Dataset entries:
··········

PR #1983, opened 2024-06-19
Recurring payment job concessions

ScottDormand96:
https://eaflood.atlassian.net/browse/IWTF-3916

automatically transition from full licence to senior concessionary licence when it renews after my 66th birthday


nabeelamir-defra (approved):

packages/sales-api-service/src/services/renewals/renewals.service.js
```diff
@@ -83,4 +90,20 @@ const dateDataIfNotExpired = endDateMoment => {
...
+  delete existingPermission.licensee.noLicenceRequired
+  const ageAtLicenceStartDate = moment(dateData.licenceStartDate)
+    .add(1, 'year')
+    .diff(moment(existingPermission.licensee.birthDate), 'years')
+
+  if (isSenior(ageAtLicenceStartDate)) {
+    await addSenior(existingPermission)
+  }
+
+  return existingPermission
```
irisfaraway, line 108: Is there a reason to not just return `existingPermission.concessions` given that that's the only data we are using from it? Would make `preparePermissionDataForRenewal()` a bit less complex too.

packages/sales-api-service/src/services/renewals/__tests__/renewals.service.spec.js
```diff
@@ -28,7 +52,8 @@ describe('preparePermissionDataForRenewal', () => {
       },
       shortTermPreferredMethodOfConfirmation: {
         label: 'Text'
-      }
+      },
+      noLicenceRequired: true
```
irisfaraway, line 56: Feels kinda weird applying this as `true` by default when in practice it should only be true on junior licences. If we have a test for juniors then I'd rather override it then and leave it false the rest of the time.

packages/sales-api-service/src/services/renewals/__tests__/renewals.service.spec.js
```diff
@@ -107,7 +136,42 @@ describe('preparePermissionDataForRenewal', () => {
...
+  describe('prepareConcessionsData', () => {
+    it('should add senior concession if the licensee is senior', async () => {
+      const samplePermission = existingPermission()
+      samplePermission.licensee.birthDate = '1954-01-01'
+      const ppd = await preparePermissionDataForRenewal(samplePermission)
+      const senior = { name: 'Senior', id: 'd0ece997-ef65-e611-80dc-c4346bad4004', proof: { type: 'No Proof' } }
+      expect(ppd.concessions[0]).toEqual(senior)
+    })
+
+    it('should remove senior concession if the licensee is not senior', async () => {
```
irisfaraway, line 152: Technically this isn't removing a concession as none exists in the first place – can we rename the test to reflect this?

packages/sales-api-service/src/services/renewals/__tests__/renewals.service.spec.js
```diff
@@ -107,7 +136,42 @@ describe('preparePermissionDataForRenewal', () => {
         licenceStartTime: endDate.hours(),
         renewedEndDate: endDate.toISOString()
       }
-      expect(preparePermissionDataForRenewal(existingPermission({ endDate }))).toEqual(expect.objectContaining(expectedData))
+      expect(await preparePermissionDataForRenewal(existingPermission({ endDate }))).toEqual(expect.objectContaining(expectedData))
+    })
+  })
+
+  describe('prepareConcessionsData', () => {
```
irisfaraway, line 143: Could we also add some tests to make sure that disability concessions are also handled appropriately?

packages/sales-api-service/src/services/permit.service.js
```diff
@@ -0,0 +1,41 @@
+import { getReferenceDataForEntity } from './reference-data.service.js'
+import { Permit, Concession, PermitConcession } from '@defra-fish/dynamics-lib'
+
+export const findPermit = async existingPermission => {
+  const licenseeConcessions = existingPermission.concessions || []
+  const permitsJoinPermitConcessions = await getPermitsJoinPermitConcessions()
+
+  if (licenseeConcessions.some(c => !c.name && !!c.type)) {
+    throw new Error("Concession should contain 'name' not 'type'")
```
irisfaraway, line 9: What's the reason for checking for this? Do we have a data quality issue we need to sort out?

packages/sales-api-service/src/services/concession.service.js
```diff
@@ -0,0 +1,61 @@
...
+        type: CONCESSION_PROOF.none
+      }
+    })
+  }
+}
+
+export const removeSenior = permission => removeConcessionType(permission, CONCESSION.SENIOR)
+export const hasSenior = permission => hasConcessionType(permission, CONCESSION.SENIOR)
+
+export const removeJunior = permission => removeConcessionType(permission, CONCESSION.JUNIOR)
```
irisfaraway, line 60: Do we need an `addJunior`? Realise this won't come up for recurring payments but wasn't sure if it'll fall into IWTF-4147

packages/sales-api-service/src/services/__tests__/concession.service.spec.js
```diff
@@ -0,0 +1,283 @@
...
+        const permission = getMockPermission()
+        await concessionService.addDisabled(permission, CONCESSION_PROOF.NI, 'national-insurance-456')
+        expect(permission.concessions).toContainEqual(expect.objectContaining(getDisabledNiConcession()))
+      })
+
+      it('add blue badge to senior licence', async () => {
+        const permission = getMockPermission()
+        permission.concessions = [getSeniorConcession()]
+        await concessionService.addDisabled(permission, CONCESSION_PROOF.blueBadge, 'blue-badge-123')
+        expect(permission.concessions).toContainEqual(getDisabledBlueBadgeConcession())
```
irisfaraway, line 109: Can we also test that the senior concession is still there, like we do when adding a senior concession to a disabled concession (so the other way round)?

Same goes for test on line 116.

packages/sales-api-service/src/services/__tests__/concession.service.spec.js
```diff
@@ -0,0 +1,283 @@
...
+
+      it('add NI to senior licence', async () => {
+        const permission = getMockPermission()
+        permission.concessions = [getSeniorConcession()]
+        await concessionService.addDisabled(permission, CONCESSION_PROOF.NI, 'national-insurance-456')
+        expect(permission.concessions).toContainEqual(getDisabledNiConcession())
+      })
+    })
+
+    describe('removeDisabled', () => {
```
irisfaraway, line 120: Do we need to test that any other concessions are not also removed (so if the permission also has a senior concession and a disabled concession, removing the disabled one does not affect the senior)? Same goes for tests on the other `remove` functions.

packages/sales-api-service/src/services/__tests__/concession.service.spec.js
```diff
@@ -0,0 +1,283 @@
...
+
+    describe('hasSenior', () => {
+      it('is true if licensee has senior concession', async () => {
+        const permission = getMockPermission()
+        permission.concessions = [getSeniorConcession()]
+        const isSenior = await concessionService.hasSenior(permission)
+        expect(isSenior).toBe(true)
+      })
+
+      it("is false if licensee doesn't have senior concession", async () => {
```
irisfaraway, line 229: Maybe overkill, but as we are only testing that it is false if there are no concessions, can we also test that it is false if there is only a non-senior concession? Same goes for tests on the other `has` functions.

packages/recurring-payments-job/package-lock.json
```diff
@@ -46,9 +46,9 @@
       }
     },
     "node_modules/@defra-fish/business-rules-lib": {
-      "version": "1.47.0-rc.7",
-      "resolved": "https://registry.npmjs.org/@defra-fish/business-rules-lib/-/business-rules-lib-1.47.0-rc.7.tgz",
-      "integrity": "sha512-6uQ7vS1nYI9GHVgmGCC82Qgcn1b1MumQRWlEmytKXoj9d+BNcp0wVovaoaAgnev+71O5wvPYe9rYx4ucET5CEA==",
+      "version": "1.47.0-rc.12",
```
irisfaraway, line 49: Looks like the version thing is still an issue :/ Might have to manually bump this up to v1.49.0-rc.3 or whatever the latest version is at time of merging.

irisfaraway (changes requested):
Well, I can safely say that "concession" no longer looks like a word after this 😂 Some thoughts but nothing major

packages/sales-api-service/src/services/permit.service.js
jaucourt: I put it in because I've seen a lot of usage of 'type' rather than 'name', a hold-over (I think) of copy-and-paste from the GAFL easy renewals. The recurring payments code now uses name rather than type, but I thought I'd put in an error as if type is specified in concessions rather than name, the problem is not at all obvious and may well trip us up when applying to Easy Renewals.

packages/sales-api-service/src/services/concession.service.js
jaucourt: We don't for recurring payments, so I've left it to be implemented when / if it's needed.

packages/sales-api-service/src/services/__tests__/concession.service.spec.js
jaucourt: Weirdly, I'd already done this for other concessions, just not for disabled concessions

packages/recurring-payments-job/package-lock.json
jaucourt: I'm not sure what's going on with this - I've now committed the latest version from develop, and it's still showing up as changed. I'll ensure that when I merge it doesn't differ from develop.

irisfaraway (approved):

··········

▸ **YOUR ASSIGNMENT**: The lines above are to be retyped exactly, with none omitted.

▸ **COMPLETED EXERCISE**:
PR #1983, opened 2024-06-19
Recurring payment job concessions

ScottDormand96:
https://eaflood.atlassian.net/browse/IWTF-3916

automatically transition from full licence to senior concessionary licence when it renews after my 66th birthday


nabeelamir-defra (approved):

packages/sales-api-service/src/services/renewals/renewals.service.js
```diff
@@ -83,4 +90,20 @@ const dateDataIfNotExpired = endDateMoment => {
...
+  delete existingPermission.licensee.noLicenceRequired
+  const ageAtLicenceStartDate = moment(dateData.licenceStartDate)
+    .add(1, 'year')
+    .diff(moment(existingPermission.licensee.birthDate), 'years')
+
+  if (isSenior(ageAtLicenceStartDate)) {
+    await addSenior(existingPermission)
+  }
+
+  return existingPermission
```
irisfaraway, line 108: Is there a reason to not just return `existingPermission.concessions` given that that's the only data we are using from it? Would make `preparePermissionDataForRenewal()` a bit less complex too.

packages/sales-api-service/src/services/renewals/__tests__/renewals.service.spec.js
```diff
@@ -28,7 +52,8 @@ describe('preparePermissionDataForRenewal', () => {
       },
       shortTermPreferredMethodOfConfirmation: {
         label: 'Text'
-      }
+      },
+      noLicenceRequired: true
```
irisfaraway, line 56: Feels kinda weird applying this as `true` by default when in practice it should only be true on junior licences. If we have a test for juniors then I'd rather override it then and leave it false the rest of the time.

packages/sales-api-service/src/services/renewals/__tests__/renewals.service.spec.js
```diff
@@ -107,7 +136,42 @@ describe('preparePermissionDataForRenewal', () => {
...
+  describe('prepareConcessionsData', () => {
+    it('should add senior concession if the licensee is senior', async () => {
+      const samplePermission = existingPermission()
+      samplePermission.licensee.birthDate = '1954-01-01'
+      const ppd = await preparePermissionDataForRenewal(samplePermission)
+      const senior = { name: 'Senior', id: 'd0ece997-ef65-e611-80dc-c4346bad4004', proof: { type: 'No Proof' } }
+      expect(ppd.concessions[0]).toEqual(senior)
+    })
+
+    it('should remove senior concession if the licensee is not senior', async () => {
```
irisfaraway, line 152: Technically this isn't removing a concession as none exists in the first place – can we rename the test to reflect this?

packages/sales-api-service/src/services/renewals/__tests__/renewals.service.spec.js
```diff
@@ -107,7 +136,42 @@ describe('preparePermissionDataForRenewal', () => {
         licenceStartTime: endDate.hours(),
         renewedEndDate: endDate.toISOString()
       }
-      expect(preparePermissionDataForRenewal(existingPermission({ endDate }))).toEqual(expect.objectContaining(expectedData))
+      expect(await preparePermissionDataForRenewal(existingPermission({ endDate }))).toEqual(expect.objectContaining(expectedData))
+    })
+  })
+
+  describe('prepareConcessionsData', () => {
```
irisfaraway, line 143: Could we also add some tests to make sure that disability concessions are also handled appropriately?

packages/sales-api-service/src/services/permit.service.js
```diff
@@ -0,0 +1,41 @@
+import { getReferenceDataForEntity } from './reference-data.service.js'
+import { Permit, Concession, PermitConcession } from '@defra-fish/dynamics-lib'
+
+export const findPermit = async existingPermission => {
+  const licenseeConcessions = existingPermission.concessions || []
+  const permitsJoinPermitConcessions = await getPermitsJoinPermitConcessions()
+
+  if (licenseeConcessions.some(c => !c.name && !!c.type)) {
+    throw new Error("Concession should contain 'name' not 'type'")
```
irisfaraway, line 9: What's the reason for checking for this? Do we have a data quality issue we need to sort out?

packages/sales-api-service/src/services/concession.service.js
```diff
@@ -0,0 +1,61 @@
...
+        type: CONCESSION_PROOF.none
+      }
+    })
+  }
+}
+
+export const removeSenior = permission => removeConcessionType(permission, CONCESSION.SENIOR)
+export const hasSenior = permission => hasConcessionType(permission, CONCESSION.SENIOR)
+
+export const removeJunior = permission => removeConcessionType(permission, CONCESSION.JUNIOR)
```
irisfaraway, line 60: Do we need an `addJunior`? Realise this won't come up for recurring payments but wasn't sure if it'll fall into IWTF-4147

packages/sales-api-service/src/services/__tests__/concession.service.spec.js
```diff
@@ -0,0 +1,283 @@
...
+        const permission = getMockPermission()
+        await concessionService.addDisabled(permission, CONCESSION_PROOF.NI, 'national-insurance-456')
+        expect(permission.concessions).toContainEqual(expect.objectContaining(getDisabledNiConcession()))
+      })
+
+      it('add blue badge to senior licence', async () => {
+        const permission = getMockPermission()
+        permission.concessions = [getSeniorConcession()]
+        await concessionService.addDisabled(permission, CONCESSION_PROOF.blueBadge, 'blue-badge-123')
+        expect(permission.concessions).toContainEqual(getDisabledBlueBadgeConcession())
```
irisfaraway, line 109: Can we also test that the senior concession is still there, like we do when adding a senior concession to a disabled concession (so the other way round)?

Same goes for test on line 116.

packages/sales-api-service/src/services/__tests__/concession.service.spec.js
```diff
@@ -0,0 +1,283 @@
...
+
+      it('add NI to senior licence', async () => {
+        const permission = getMockPermission()
+        permission.concessions = [getSeniorConcession()]
+        await concessionService.addDisabled(permission, CONCESSION_PROOF.NI, 'national-insurance-456')
+        expect(permission.concessions).toContainEqual(getDisabledNiConcession())
+      })
+    })
+
+    describe('removeDisabled', () => {
```
irisfaraway, line 120: Do we need to test that any other concessions are not also removed (so if the permission also has a senior concession and a disabled concession, removing the disabled one does not affect the senior)? Same goes for tests on the other `remove` functions.

packages/sales-api-service/src/services/__tests__/concession.service.spec.js
```diff
@@ -0,0 +1,283 @@
...
+
+    describe('hasSenior', () => {
+      it('is true if licensee has senior concession', async () => {
+        const permission = getMockPermission()
+        permission.concessions = [getSeniorConcession()]
+        const isSenior = await concessionService.hasSenior(permission)
+        expect(isSenior).toBe(true)
+      })
+
+      it("is false if licensee doesn't have senior concession", async () => {
```
irisfaraway, line 229: Maybe overkill, but as we are only testing that it is false if there are no concessions, can we also test that it is false if there is only a non-senior concession? Same goes for tests on the other `has` functions.

packages/recurring-payments-job/package-lock.json
```diff
@@ -46,9 +46,9 @@
       }
     },
     "node_modules/@defra-fish/business-rules-lib": {
-      "version": "1.47.0-rc.7",
-      "resolved": "https://registry.npmjs.org/@defra-fish/business-rules-lib/-/business-rules-lib-1.47.0-rc.7.tgz",
-      "integrity": "sha512-6uQ7vS1nYI9GHVgmGCC82Qgcn1b1MumQRWlEmytKXoj9d+BNcp0wVovaoaAgnev+71O5wvPYe9rYx4ucET5CEA==",
+      "version": "1.47.0-rc.12",
```
irisfaraway, line 49: Looks like the version thing is still an issue :/ Might have to manually bump this up to v1.49.0-rc.3 or whatever the latest version is at time of merging.

irisfaraway (changes requested):
Well, I can safely say that "concession" no longer looks like a word after this 😂 Some thoughts but nothing major

packages/sales-api-service/src/services/permit.service.js
jaucourt: I put it in because I've seen a lot of usage of 'type' rather than 'name', a hold-over (I think) of copy-and-paste from the GAFL easy renewals. The recurring payments code now uses name rather than type, but I thought I'd put in an error as if type is specified in concessions rather than name, the problem is not at all obvious and may well trip us up when applying to Easy Renewals.

packages/sales-api-service/src/services/concession.service.js
jaucourt: We don't for recurring payments, so I've left it to be implemented when / if it's needed.

packages/sales-api-service/src/services/__tests__/concession.service.spec.js
jaucourt: Weirdly, I'd already done this for other concessions, just not for disabled concessions

packages/recurring-payments-job/package-lock.json
jaucourt: I'm not sure what's going on with this - I've now committed the latest version from develop, and it's still showing up as changed. I'll ensure that when I merge it doesn't differ from develop.

irisfaraway (approved):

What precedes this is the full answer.